完敗だ。ダメだこりゃ…せめて、ワン公を連れてくることだけでも許可してもらおう。
警部補はデスクの内線で部下にワン公を連れてくるよう伝え、オレに椅子を勧めた。あまり飾り気のない個室オフィスには、家族の写真さえ置かれていない。
デスクわきの壁にライフルと拳銃が掛けられ、星間警察の制服だろう青地に黄色のラインが入った服がコートハンガーに二着下がっているだけだ。
「まずいコーヒーと、もっとまずい紅茶しかないが、どっちがいいかな?」
「それ選ぶ余地あるのか? コーヒー、ブラックで」
「ははは。それが本当の話し方なんだな。オーケイ、トール。ここからは男同士で話そう」
「そうしてくれると有難い。ガキっぽい喋り方はムズムズするんだ」
コーヒーカップを受け取って、懐かしい芳香を吸う。ああ、水と緑茶くらいしか飲んでいなかったもんなあ。久しぶりのコーヒー…すっげえマズい。

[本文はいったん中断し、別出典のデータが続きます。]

PR #123, opened 2015-08-05
Check if high-level data has been computed correctly before trying to interpret it

gentlecat:
*Fixes http://sentry.roman.zone/sentry/ab-production/group/29/.*

### DIFF
--- a/webserver/views/data.py
+++ b/webserver/views/data.py
@@ -93,7 +93,7 @@ def summary(mbid):
     except db.exceptions.NoDataFoundException:
         summary_data = {}
 
-    if "highlevel" in summary_data:
+    if "highlevel" in summary_data and summary_data["highlevel"]:
         genres, moods, other = _interpret_high_level(summary_data["highlevel"])
         summary_data["highlevel"] = {
             "genres": genres,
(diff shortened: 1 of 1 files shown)


webserver/views/data.py
```diff
@@ -93,7 +93,7 @@ def summary(mbid):
     except db.exceptions.NoDataFoundException:
         summary_data = {}
 
-    if "highlevel" in summary_data:
+    if "highlevel" in summary_data and summary_data["highlevel"]:
```
alastair: what can `summary_data["highlevel"]` be which is bad?
How about `if summary_data.get("highlevel", {})`?

gentlecat: It can be an empty dictionary. Probably from high-level extractor that didn't work correctly.

alastair: Ah, I see now. This is not the case from the exception catch on line 94.

I'd prefer the `.get()` syntax rather than the double if statement, since an empty dictionary `{}` will evaluate to false.

gentlecat: Okay, I get your idea now. Took me way too long to understand it since I'm not used to `.get()`. Updated in 5e017461a5a6a4244d77185721e0dcf46bca2fbc.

「だろう? 星間警察のコーヒーは、まずいのが伝統らしいな。さて、君のお友達も来たところだし、続きを聞こうか」
「わかった。その前に…ワン公、悪いな。ぜーんぶバレちまった。ここからは隠し事なしで全部話すぞ。いいな?」
《構わん、最初からお前に任せている》
「トールは彼にずいぶん信頼されてるようだな」
「まあ、いろいろあってね。それは今から話すよ…ああ、そうそう。トールってのは偽名じゃないが、オレのことはガンマって呼んでくれ」
「なんだい、名前まで隠してたのか? 用心深いな君は…まあ、いいさ。ガンマ、改めてよろしくな。私はエドワード・ガーニーだ。エディで構わないよ」
呆れた顔の次に苦笑いを浮かべたエディに、オレはムーンドッグの置かれた状況を説明した。ワン公も補足してくれて、彼らが飢死寸前であることとドノヴァン一味から鉱山を奪還したい希望を伝える。
「ありがとう、良く分かった…ドノヴァン一味の逮捕は問題なく協力できる。これは私の職務権限で確約できる範囲だ。しかし、その後の事はどうしたら良いのか判断できないのが正直なところだな」
「その後の事?」
「そう。鉱山を元の持ち主であるムーンドッグに戻す、とは言っても…気を悪くしないで聞いてくれ。ムーンドッグに土地の所有権は存在しないんだ。そもそも、野生動物なのだから権利という概念がない。だから、今後誰かが合法的に鉱山のある土地を所有してしまうと、また彼らが住む場所を追われてしまうことになる」
それでは根本的な解決にならない、とエディは首を振る。
待ってくれ。そいつは人間側が決めたものだろう? ムーンドッグには関係ないじゃないか。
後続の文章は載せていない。